Simple workaround for “Design view is unavailable for x64 and ARM target platforms”
When you are developing for Windows Phone or Windows and you are faced with using a native component (for instance the Bing Maps control on Windows, or the SensorCore api on Windows Phone) you will loose your designers when you are testing, both in Visual Studio and in Blend, as they will only work for “AnyCPU” or “x86” configurations.This is highly annoying, but there is a kind-of fix.
The trick is to create an extra configuration. I usually make a copy of “Debug”, which I call “DebugArm” I do this by right clicking on the solution, selecting “properties”, and then hit “Configuration Manager”
Then I make a copy of Debug, by selecting “New” in the “Configuration” drop down, and I make a copy of Debug, called DebugArm.
In that solution I set everything to ARM:
So far so good, and nothing new. Now select the Debug project configuration again in Visual Studio, hit “Save all” and compile. Then open the solution in Blend. You will notice of course the designers now work, but now you cannot deploy. Changing that configuration every time again is slow and cumbersome, and it won’t be picked up by Blend. So you have to restart that time and time again. This now, my friends, we will use to our advantage.

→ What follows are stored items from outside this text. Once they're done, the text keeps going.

PR #156, opened 2025-08-16
Fixes for various issues

### LINKED ISSUE #88: More LED indicators
From discussion with drive team, we should add the following indicators:
* [ ] ~~Ready to score (arm and elevator at right position, aligned with branch): Flash green at 3 Hz~~ We just score when branch sensors aligned, no need to tell drive team.
* [x] Elevator position is less than -1: LEDs solid red
* [x] 30 seconds before match end: Briefly blink red and yellow
* [x] 15 seconds before match end: Briefly blink red and yellow

iamawesomecat:
Current fixes:

Added red LED flashing when the elevator is giving incorrect position readings while Zero'd, should help find faulty Zero's as they happen. (resolves #88 )

### DIFF
--- a/src/main/java/frc/robot/Controls.java
+++ b/src/main/java/frc/robot/Controls.java
@@ -669,7 +669,7 @@ public class Controls {
                   .blink(120, 0, 0, "Red - Elevator Not Zeroed")
                   .ignoringDisable(true));
       subZeroPosition.whileTrue(
-          Commands.waitSeconds(0.2)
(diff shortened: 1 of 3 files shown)


TrisDooley (dismissed):
L1 scoring broken
https://youtube.com/shorts/ECKsj3ImBwg?si=zJd4w0h4opQcDULT

Jetblackdragon (approved):

Issue #157, opened 2025-08-17
Improve auto human loading consistency for the 3 piece auto


TrisDooley:
Current situation:
The robot does not wait long enough at the human player station to be loaded consistently, and will raise without a coral in the claw after leaving.

Proposed fixes:
- Raise the amount of time the robot is waiting at the station, and have this OR with the coral sensing.
- Require that the ground intake -> claw handoff has occurred and the claw senses a coral before raising the elevator. If the handoff occurs and no coral is sensed, jiggle a bit and retry.

TrisDooley:
Fixed through 158

PR #158, opened 2025-08-17
Humanplayerautochanges

Jetblackdragon:
#157 added a check to make sure coral can be in took and increased timeout for coral at station

### DIFF
--- a/src/main/deploy/pathplanner/autos/OSMRSF_E-D.auto
+++ b/src/main/deploy/pathplanner/autos/OSMRSF_E-D.auto
@@ -36,12 +36,6 @@
           }
         },
         {
-          "type": "path",
-          "data": {
-            "pathName": "E to RSF"
-          }
-        },
-        {
           "type": "named",
           "data": {
             "name": "isCollected"
--- a/src/main/java/frc/robot/subsystems/SuperStructure.java
+++ b/src/main/java/frc/robot/subsystems/SuperStructure.java
@@ -1,5 +1,9 @@
 package frc.robot.subsystems;
 
+import java.util.Set;
+import java.util.function.BooleanSupplier;
+import java.util.function.Supplier;
+
 import edu.wpi.first.wpilibj2.command.Command;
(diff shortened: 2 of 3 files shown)


Jetblackdragon:
New working (probably) in claw logic. This can be tested if you disable vision and put the robot on a dolly so the wheels spin but it doesnt move and try feeding it vertically when it goes to the human player station (can check this using advantage scopes readings).

TrisDooley (changes requested):
The robot still tries to score without holding a coral 
https://youtube.com/shorts/Ny060lzi6RQ?si=P5JJS2oTzbLcrzjj

Jetblackdragon:
So I have no idea why the elevator is moving even though it knows it's in claw is false. I will keep looking into it. The in intake uses the lasercan in the ground intake and Im guessing on of the limits is just a tiny bit off which should be a quick fix.

TrisDooley (commented):
So very close to working! I think this is good enough to prevent catastrophic coral crushing, but it's still raising the mini funnel which allows coral under it.
https://youtube.com/shorts/AQCaoq1911M?si=YmRPuNsJerMIYlQP

Jetblackdragon:
Changed it so that in autos doesn't raise as high and will prevent it from going under.

TrisDooley:
This seems to work? Normal autos no longer score more than 1 piece though.

No coral, only 1 score: https://youtube.com/shorts/-yzhZ9_9VKU?si=v14hhsqK1Q2mN4Ua

No starting, but then fed coral 0 score: https://youtube.com/shorts/39DnoICOEMs?si=TqYoXJ1jiC6PW4pT

Starting and fed coral, 1 score: https://youtube.com/shorts/eWtfIPQgoxc?si=XCF4-tYnvYFaleMA

Jetblackdragon:
Should work now with some of the fixes that werent mergeed earlier.

TrisDooley (commented):
Only one coral is scored: https://youtube.com/shorts/4G_ZxkJRIhA?si=6R-cLxcEDQzhMPLT

Issue #164, opened 2025-08-28
Funnel stow position inaccuracies.


Jetblackdragon:
When going into coral mode the funnel ends up in different places and sometimes gets coral stuck.

PR #169, opened 2025-09-09
More advanced climb controller

TrisDooley:
Starting work on #164


TrisDooley:
Undid the screw-up from drive practice

iamawesomecat:
I approve merging this (as climb subsystem lead), but its Aarya's call.

iamawesomecat (approved):
Aarya is ok with it 👍

PR #175, opened 2025-09-25
Auto algae elevator

Jetblackdragon:
Solo Controls + Elevator auto moves to the right algae intake height

### DIFF
--- a/src/main/java/frc/robot/subsystems/SuperStructure.java
+++ b/src/main/java/frc/robot/subsystems/SuperStructure.java
@@ -312,6 +312,19 @@ public class SuperStructure {
         .withName("Coral Stow");
   }
 
+  public Command autoCoralStow() {
+    return Commands.defer(
+            () ->
+                Commands.parallel(
+                    elevator.setLevel(ElevatorSubsystem.CORAL_LEVEL_TWO_PRE_POS),
+                    Commands.sequence(
+                        Commands.waitUntil(elevator.above(ElevatorSubsystem.CORAL_PRE_INTAKE)),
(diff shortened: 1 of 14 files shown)


src/main/java/frc/robot/subsystems/SuperStructure.java
```diff
@@ -393,6 +393,20 @@ public Command algaeLevelTwoThreeIntake() { // removes algae from lower reef
         .withName("Algae Ground Intake");
   }
 
+  public Command algaeLevelThreeFourIntakeWithoutElevator() { // removes algae from upper reef
```
markpete, line 396: These two commands seem identical except for the logging.  Why are two different commands needed here?  If you need different logging, make it a single command, but pass it a parameter to define what "level" it's at and use that for logging.

src/main/java/frc/robot/subsystems/auto/AutoAlgaeElevatorCommand.java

Go back to Visual Studio, select “DebugArm”. You can now deploy and test again, but your designers will of course go dead again. But like I said Blend does not pick up that configuration change. Apparently that is only read at startup. So that will keep the Debug configuration and the designer still will work! So now you can use Blend to do design changes, and Visual Studio to actually run and deploy, using two different configuration settings, without having to change al the time!
This switchemarole you have to do every time you start Visual Studio and Blend. Granted, it’s not ideal, but a lot less of a hassle than constantly having to change configurations, which is is slow, while now you only have to select a different Icon in the Task Bar. And this is how it should be done most of the time IMHO – Blend is for the UI, Visual Studio for code.
No code this time, as this is a tools-trick only post.